+++ Supplied records
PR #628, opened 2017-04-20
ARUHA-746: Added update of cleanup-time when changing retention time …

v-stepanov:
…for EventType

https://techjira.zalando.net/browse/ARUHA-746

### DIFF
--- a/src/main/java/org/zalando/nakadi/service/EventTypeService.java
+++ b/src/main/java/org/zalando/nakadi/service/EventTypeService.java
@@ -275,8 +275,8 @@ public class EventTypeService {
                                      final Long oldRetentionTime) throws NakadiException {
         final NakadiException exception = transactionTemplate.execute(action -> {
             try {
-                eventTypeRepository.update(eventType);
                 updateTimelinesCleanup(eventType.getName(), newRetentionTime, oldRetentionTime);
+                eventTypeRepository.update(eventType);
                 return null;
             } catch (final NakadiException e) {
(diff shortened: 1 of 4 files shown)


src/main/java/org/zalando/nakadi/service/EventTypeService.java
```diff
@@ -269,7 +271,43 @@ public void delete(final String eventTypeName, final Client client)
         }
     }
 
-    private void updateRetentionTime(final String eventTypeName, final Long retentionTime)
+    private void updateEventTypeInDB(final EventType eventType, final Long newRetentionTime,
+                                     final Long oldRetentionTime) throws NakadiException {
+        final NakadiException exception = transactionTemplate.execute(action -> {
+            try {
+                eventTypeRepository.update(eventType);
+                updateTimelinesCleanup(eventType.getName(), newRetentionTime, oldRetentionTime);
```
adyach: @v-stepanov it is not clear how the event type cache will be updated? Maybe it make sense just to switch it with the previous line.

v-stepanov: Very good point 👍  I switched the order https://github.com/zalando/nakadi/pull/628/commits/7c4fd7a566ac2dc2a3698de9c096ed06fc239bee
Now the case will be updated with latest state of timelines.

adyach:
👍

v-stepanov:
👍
++++++
+++ Supplied records
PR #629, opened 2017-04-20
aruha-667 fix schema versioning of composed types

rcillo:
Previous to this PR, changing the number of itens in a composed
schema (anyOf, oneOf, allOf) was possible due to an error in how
++++++
Where a line in the entries holds "private", copy that line.

-    private void updateRetentionTime(final String eventTypeName, final Long retentionTime)
+    private void updateEventTypeInDB(final EventType eventType, final Long newRetentionTime,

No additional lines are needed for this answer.